When you reach the line containing "PR #16180, opened 2019-03-09" in the entries below, begin reproducing lines exactly, and stop once the line containing "Yeah, I could" is done.

* _Data extracts_
- Opening Delimiter -
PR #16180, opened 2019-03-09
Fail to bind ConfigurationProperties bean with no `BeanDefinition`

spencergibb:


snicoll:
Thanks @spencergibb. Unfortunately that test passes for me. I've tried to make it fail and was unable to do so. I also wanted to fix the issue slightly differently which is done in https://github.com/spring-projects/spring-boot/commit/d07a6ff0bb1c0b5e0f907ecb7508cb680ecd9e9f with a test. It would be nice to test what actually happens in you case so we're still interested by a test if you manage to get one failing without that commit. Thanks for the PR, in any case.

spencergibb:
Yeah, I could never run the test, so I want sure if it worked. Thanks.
- Closing Delimiter -
- Opening Delimiter -
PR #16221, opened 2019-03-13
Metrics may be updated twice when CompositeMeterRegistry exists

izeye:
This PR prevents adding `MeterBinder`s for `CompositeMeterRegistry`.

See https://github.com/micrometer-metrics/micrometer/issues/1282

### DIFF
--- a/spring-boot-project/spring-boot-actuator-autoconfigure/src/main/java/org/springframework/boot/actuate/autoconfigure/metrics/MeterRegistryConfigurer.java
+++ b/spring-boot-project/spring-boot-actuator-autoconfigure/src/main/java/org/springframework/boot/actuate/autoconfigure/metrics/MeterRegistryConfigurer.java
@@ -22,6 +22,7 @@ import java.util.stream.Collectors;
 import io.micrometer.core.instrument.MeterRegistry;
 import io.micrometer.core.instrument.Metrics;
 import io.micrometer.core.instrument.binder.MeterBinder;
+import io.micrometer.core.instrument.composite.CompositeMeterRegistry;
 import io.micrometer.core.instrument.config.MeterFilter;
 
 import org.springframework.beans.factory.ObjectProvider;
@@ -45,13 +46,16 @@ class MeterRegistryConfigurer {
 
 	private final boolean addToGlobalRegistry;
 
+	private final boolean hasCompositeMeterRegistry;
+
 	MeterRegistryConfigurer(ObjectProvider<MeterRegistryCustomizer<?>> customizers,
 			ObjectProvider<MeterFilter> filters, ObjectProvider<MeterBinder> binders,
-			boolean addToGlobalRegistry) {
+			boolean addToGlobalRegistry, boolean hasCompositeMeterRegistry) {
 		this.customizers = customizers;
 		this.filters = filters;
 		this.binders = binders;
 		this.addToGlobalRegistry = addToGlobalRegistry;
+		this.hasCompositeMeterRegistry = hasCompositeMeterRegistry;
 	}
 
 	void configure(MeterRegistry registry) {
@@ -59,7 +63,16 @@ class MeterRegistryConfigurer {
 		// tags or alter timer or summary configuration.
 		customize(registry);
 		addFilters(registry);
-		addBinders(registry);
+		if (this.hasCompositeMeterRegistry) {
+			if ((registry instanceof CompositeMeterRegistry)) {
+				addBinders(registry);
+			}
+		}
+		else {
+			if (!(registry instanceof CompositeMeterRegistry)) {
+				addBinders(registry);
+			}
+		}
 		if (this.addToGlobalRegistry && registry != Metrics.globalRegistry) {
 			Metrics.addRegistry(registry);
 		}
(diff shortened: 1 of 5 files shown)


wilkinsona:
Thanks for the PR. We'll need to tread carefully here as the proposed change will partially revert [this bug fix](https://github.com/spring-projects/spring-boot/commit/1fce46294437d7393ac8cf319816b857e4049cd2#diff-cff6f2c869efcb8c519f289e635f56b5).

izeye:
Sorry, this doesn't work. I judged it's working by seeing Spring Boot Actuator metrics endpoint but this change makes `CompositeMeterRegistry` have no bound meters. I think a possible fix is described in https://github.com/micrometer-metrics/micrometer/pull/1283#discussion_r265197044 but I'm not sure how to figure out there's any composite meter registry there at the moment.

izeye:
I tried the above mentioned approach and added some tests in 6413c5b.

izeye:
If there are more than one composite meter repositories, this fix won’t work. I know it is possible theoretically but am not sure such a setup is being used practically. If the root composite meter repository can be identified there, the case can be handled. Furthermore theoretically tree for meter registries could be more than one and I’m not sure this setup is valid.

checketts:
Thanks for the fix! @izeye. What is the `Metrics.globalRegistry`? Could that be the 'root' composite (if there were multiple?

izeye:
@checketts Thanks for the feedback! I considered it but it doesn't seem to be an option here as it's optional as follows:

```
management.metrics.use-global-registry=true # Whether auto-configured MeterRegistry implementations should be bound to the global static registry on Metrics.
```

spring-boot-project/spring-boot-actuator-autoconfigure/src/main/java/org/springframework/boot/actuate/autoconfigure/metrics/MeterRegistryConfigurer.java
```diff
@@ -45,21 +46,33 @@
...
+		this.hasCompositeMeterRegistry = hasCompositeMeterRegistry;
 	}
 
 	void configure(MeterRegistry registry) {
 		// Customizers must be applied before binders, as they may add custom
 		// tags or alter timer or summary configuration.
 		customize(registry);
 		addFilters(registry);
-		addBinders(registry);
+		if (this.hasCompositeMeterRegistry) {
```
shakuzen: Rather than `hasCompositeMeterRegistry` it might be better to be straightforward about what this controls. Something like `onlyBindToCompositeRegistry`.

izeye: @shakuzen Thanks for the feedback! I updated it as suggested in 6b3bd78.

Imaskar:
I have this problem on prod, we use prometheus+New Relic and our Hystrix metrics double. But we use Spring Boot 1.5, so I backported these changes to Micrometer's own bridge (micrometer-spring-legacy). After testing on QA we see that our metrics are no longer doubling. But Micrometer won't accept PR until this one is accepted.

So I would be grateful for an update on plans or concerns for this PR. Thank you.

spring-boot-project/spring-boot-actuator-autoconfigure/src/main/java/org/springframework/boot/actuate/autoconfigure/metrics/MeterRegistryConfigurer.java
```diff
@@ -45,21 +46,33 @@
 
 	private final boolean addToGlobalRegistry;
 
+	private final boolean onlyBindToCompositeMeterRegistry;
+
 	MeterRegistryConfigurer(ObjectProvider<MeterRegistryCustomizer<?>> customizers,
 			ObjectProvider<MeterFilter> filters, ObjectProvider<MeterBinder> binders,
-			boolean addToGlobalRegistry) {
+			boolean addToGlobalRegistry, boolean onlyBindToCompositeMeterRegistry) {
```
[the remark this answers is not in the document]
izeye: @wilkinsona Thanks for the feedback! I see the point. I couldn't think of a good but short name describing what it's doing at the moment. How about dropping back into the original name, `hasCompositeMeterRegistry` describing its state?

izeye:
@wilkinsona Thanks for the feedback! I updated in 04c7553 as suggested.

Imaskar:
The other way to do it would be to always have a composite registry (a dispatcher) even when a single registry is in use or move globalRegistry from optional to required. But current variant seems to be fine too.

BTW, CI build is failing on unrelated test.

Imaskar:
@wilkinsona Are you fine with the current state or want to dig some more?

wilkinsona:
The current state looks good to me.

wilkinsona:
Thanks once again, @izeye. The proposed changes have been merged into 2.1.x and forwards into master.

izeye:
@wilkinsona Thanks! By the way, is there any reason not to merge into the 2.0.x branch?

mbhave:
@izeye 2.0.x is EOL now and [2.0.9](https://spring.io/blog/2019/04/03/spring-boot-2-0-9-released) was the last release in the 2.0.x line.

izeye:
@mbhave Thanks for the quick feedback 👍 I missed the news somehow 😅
- Closing Delimiter -
- Opening Delimiter -
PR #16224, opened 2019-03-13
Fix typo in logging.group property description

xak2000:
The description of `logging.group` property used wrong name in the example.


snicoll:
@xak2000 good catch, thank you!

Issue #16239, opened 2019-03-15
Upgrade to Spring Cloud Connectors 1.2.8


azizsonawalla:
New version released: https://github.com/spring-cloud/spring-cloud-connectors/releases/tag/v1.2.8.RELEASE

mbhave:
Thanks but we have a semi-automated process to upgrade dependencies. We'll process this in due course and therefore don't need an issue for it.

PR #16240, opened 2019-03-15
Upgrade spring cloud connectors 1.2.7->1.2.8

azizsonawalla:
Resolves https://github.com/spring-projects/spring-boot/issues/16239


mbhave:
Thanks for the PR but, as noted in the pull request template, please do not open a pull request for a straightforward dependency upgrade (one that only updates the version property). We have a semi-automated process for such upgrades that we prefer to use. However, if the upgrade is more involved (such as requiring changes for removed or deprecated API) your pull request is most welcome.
- Closing Delimiter -
* _Solution_
PR #16180, opened 2019-03-09
Fail to bind ConfigurationProperties bean with no `BeanDefinition`

spencergibb:


snicoll:
Thanks @spencergibb. Unfortunately that test passes for me. I've tried to make it fail and was unable to do so. I also wanted to fix the issue slightly differently which is done in https://github.com/spring-projects/spring-boot/commit/d07a6ff0bb1c0b5e0f907ecb7508cb680ecd9e9f with a test. It would be nice to test what actually happens in you case so we're still interested by a test if you manage to get one failing without that commit. Thanks for the PR, in any case.

spencergibb:
Yeah, I could never run the test, so I want sure if it worked. Thanks.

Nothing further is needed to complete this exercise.